FIG. 1 is a circuit diagram showing a differential amplifier device according to a first embodiment of the present invention, and FIG. 2 is a circuit diagram showing a differential amplifier device according to a second embodiment of the present invention, FIG. 3, FIG. Each of the figures is a circuit diagram showing a conventional differential amplifier. 1,2 …… Output, 7,8 …… Nodal, 10 …… Input terminal, 11 …… Output terminal, 3,5,18,37,38 …… P-channel MOS transistor, 4,6,15,19, 40,41 …… N-channel MOS transistor,
9,12,13,16 …… npn transistor, 20,30 …… ECL logic circuit, 21,33 …… Differential amplification circuit, 22 …… BiMOS logic circuit, 23
...... Current mirror amplifier circuit, 34,35 …… pnp transistor.

Claims (1)

(57) [Claims] 1. A first logic circuit having an input terminal and having first and second outputs having opposite phases, and the first and second outputs are respectively connected to the first and second inputs.

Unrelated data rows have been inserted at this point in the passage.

PR #123, opened 2017-02-09
jekyll serve command added

mbwhite:


mbwhite:
**An issue has been raised with github re this PR.  Please do not delete it or do anything until we hear from github support**

PR #148, opened 2017-02-10
Fixed links and images in Overview doc

pards:


mbwhite:
FYI: the current state of this is raised as a defect with GitHub - we need to push a new change set in to trigger the build.

PR #159, opened 2017-02-13
Fixed eslint link

pards:


mbwhite:
Thanks - should be good to go in when travis is done.  FYI there are notes on how to locally build docs to double check formatting etc. (https://github.com/fabric-composer/fabric-composer/blob/master/site/README.md)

In a logic circuit comprising a second circuit and a third logic circuit having an output connected to the second circuit, the first logic circuit is an emitter coupled logic circuit, and the third logic circuit. The circuit is a logic circuit composed of a bipolar transistor and a field effect transistor, and the second circuit is a first series circuit of first and second field effect transistors and a third and fourth field effect transistor. A second series circuit of transistors,
The gates of the third field effect transistors are respectively connected to the first
1, a second output, a gate of the second field effect transistor is connected to a common connection point of the second series circuit, and a gate of the fourth field effect transistor is connected to the first series circuit. A logic circuit connected to a common connection point of the first and third field effect transistors and the second and fourth field effect transistors having opposite channel types.